#### [What to produce]
Would you repeat each of the lines below exactly?

[Saved data entries]

PR #1070, opened 2024-03-07
feat: add time travel operations to the async API

westonpace:


westonpace:
Leaving in draft until #1052 is merged

wjones127:
Looks like windows has a bad clock and is failing on my test. I guess we could bump it to 150ms wait and that should be fixed?

westonpace:
> Looks like windows has a bad clock and is failing on my test. I guess we could bump it to 150ms wait and that should be fixed?

The clock / sleep isn't really the problem.  The problem is that the CI machine hangs between the `add` and the `count_rows`.  So, by the time it runs `count_rows`, 100ms has already passed and so it grabs the latest version.  I can try bumping the interval in a future PR.  In my experience the Windows CI machines can hang for seconds at a time.

PR #1071, opened 2024-03-07
feat: add py.typed for mypy library stubs

eduardjbotha:
With `lancedb` as a dependency, running mypy on a project complains with the following error:
```
error: Skipping analyzing "lancedb": module is installed, but missing library stubs or py.typed marker  [import-untyped]
```


wjones127:
@eduardjbotha  I would like to support this. However, we do not check LanceDB Python's annotations in CI yet, so I don't think many of them are event correct at the moment. Therefore, I'm reticent to turn this on until we start validating our codebase with mypy. I've filed https://github.com/lancedb/lancedb/issues/1117 to do that first. If you would like, you are welcome to open a PR for that.

wjones127:
We ended up starting to use `pyright` to check types in this repo: https://github.com/lancedb/lancedb/pull/2167

PR #1090, opened 2024-03-11
feat: configurable timeout for LanceDB Cloud queries

chebbyChefNEQ:


wjones127 (approved):

albertlockett:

#### [Answer section]
PR #1070, opened 2024-03-07
feat: add time travel operations to the async API

westonpace:


westonpace:
Leaving in draft until #1052 is merged

wjones127:
Looks like windows has a bad clock and is failing on my test. I guess we could bump it to 150ms wait and that should be fixed?

westonpace:
> Looks like windows has a bad clock and is failing on my test. I guess we could bump it to 150ms wait and that should be fixed?

The clock / sleep isn't really the problem.  The problem is that the CI machine hangs between the `add` and the `count_rows`.  So, by the time it runs `count_rows`, 100ms has already passed and so it grabs the latest version.  I can try bumping the interval in a future PR.  In my experience the Windows CI machines can hang for seconds at a time.

PR #1071, opened 2024-03-07
feat: add py.typed for mypy library stubs

eduardjbotha:
With `lancedb` as a dependency, running mypy on a project complains with the following error:
```
error: Skipping analyzing "lancedb": module is installed, but missing library stubs or py.typed marker  [import-untyped]
```


wjones127:
@eduardjbotha  I would like to support this. However, we do not check LanceDB Python's annotations in CI yet, so I don't think many of them are event correct at the moment. Therefore, I'm reticent to turn this on until we start validating our codebase with mypy. I've filed https://github.com/lancedb/lancedb/issues/1117 to do that first. If you would like, you are welcome to open a PR for that.

wjones127:
We ended up starting to use `pyright` to check types in this repo: https://github.com/lancedb/lancedb/pull/2167

PR #1090, opened 2024-03-11
feat: configurable timeout for LanceDB Cloud queries

chebbyChefNEQ:


wjones127 (approved):

albertlockett:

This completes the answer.